┌──
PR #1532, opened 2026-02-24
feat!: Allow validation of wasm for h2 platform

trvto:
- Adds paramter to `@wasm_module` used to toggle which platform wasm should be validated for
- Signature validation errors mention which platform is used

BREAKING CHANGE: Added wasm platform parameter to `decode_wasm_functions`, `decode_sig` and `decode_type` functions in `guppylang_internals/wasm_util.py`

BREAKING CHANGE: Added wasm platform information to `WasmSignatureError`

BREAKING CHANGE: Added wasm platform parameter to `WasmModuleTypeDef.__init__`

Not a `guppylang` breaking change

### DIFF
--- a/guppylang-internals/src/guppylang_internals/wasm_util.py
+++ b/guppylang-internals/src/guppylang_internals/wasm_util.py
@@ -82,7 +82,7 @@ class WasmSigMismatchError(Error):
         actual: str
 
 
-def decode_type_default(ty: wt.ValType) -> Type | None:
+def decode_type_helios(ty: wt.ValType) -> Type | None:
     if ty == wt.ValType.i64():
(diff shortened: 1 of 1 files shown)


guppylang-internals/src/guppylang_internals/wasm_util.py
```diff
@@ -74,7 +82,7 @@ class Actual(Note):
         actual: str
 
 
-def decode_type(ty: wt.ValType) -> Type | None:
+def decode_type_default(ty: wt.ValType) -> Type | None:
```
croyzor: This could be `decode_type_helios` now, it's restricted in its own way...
└──
[EXERCISE INSTRUCTIONS] Write out the listing exactly, keeping every character.

[ANSWER TO THE PROBLEM]
PR #1532, opened 2026-02-24
feat!: Allow validation of wasm for h2 platform

trvto:
- Adds paramter to `@wasm_module` used to toggle which platform wasm should be validated for
- Signature validation errors mention which platform is used

BREAKING CHANGE: Added wasm platform parameter to `decode_wasm_functions`, `decode_sig` and `decode_type` functions in `guppylang_internals/wasm_util.py`

BREAKING CHANGE: Added wasm platform information to `WasmSignatureError`

BREAKING CHANGE: Added wasm platform parameter to `WasmModuleTypeDef.__init__`

Not a `guppylang` breaking change

### DIFF
--- a/guppylang-internals/src/guppylang_internals/wasm_util.py
+++ b/guppylang-internals/src/guppylang_internals/wasm_util.py
@@ -82,7 +82,7 @@ class WasmSigMismatchError(Error):
         actual: str
 
 
-def decode_type_default(ty: wt.ValType) -> Type | None:
+def decode_type_helios(ty: wt.ValType) -> Type | None:
     if ty == wt.ValType.i64():
(diff shortened: 1 of 1 files shown)


guppylang-internals/src/guppylang_internals/wasm_util.py
```diff
@@ -74,7 +82,7 @@ class Actual(Note):
         actual: str
 
 
-def decode_type(ty: wt.ValType) -> Type | None:
+def decode_type_default(ty: wt.ValType) -> Type | None:
```
croyzor: This could be `decode_type_helios` now, it's restricted in its own way...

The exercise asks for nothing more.